[EXERCISE AIM] For the material that follows, state how many lines contain the word "Simplex", and add nothing.

•••

PR #5562, opened 2025-01-22
core: get group history faster

spaced4ndy:


src/Simplex/Chat/Store/Messages.hs
```diff
@@ -3070,12 +3074,11 @@ getGroupHistoryItems db user@User {userId} GroupInfo {groupId} m count = do
             SELECT i.chat_item_id
             FROM chat_items i
             LEFT JOIN group_snd_item_statuses s ON s.chat_item_id = i.chat_item_id AND s.group_member_id = ?
```
spaced4ndy, line 3076: had to keep this join, without it it does lead to unnecessary duplicates in some cases (I thought it'd be only theoretic problem). with it and new index for it, plan is following:

```
sqlite> EXPLAIN QUERY PLAN
   ...>   SELECT i.chat_item_id
   ...>   FROM chat_items i
   ...>   LEFT JOIN group_snd_item_statuses s ON s.chat_item_id = i.chat_item_id AND s.group_member_id = ?
   ...>   WHERE s.group_snd_item_status_id IS NULL
   ...>     AND i.user_id = ? AND i.group_id = ?
   ...>     AND i.include_in_history = 1
   ...>     AND i.item_deleted = 0
   ...>   ORDER BY i.item_ts DESC, i.chat_item_id DESC
   ...>   LIMIT ?;
QUERY PLAN
|--SEARCH i USING COVERING INDEX idx_chat_items_groups_history (user_id=? AND group_id=? AND include_in_history=? AND item_deleted=?)
`--SEARCH s USING COVERING INDEX idx_group_snd_item_statuses_chat_item_id_group_member_id (chat_item_id=? AND group_member_id=?) LEFT-JOIN
```

without it plan is:

```
sqlite> EXPLAIN QUERY PLAN
   ...>   SELECT chat_item_id
   ...>   FROM chat_items i
   ...>   WHERE user_id = ? AND group_id = ?
   ...>     AND include_in_history = 1
   ...>     AND item_deleted = 0
   ...>   ORDER BY item_ts DESC, chat_item_id DESC
   ...>   LIMIT ?;
QUERY PLAN
`--SEARCH i USING COVERING INDEX idx_chat_items_groups_history (user_id=? AND group_id=? AND include_in_history=? AND item_deleted=?)
```

so search over the table is the same

PR #5569, opened 2025-01-24
core: optimize group delete (delayed members cleanup)

spaced4ndy:


src/Simplex/Chat/Store/SQLite/Migrations/M20250123_indexes_group_members_cleanup.hs
```diff
@@ -0,0 +1,42 @@
...
+
+CREATE TABLE group_members_cleanup(
+  group_member_cleanup_id INTEGER PRIMARY KEY,
+  user_id INTEGER NOT NULL REFERENCES users ON DELETE CASCADE,
+  local_display_name TEXT NOT NULL,
+  contact_profile_id INTEGER NOT NULL,
+  created_at TEXT NOT NULL DEFAULT(datetime('now'))
+);
+
+CREATE INDEX idx_group_members_cleanup_user_id ON group_members_cleanup(user_id);
```
spaced4ndy, line 26: table and index are added compared to first pr

PR #138, opened 2017-12-29
Add the SessionFrameListener

bryce-anderson:
Implementation of a FrameListener that operates on the state of an
underlying SessionCore.


bryce-anderson:
Note that this is dependant on #137 and will be rebased on that commit once it's merged.

PR #142, opened 2018-01-14
Remote Http2ClientConnection and cleanup some interfaces

bryce-anderson:
We can get by just fine with Http2ClientSession if we add a `ping()`
method.


bryce-anderson:
Thanks for the review @ChristopherDavenport!

PR #144, opened 2018-01-15
Cleanup of unused and/or redundant abstractions

bryce-anderson:
Some general cleanup work including but not limited to:
* Removing the unused `Halt` object
* Defining `isClient` for the SessionCore in terms of having a builder
  for inbound stream.


http/src/main/scala/org/http4s/blaze/http/http2/StreamManagerImpl.scala
```diff
@@ -102,18 +104,17 @@ private final class StreamManagerImpl(
...
-        val streamState = new InboundStreamStateImpl(session, streamId, streamFlowWindow)
-        assert(streams.put(streamId, streamState).isEmpty)
-
-        // assemble the pipeline
-        leafBuilder.base(streamState)
-        streamState.sendInboundCommand(Command.Connected)
-
-        Right(streamState)
+    } else {
+      val leafBuilder = inboundStreamBuilder.get.apply(streamId) // we alread made sure it wasn't empty
```
rossabaker: *already

PR #145, opened 2018-01-20
Introduce ConnectionImpl

bryce-anderson:
This is a concrete implementation of a HTTP connection state machine.


bryce-anderson:
I'm probably going to merge this sometime in the afternoon in order to keep this rolling: still plenty of code left before it's good to go.

aeons:
I took a look at this, but I'm far from comfortable enough with blaze internals to add anything valuable, I think :)

bryce-anderson:
@aeons, thanks for taking a look: it's always better than nothing.

PR #146, opened 2018-01-21
Refactor Settings related parts of codecs and listeners

bryce-anderson:
Since an ack and settings are mutually exclusive, we can model it
better as Settings(Option[Seq[Setting]]) where None represents an ack
and Some represents a settings frame.


bryce-anderson:
Since this is pretty much mechanical work I'm going to merge it pretty quick, presuming Travis gives me the green light.

rossabaker:
:+1:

•••

[ANSWER SECTION] 2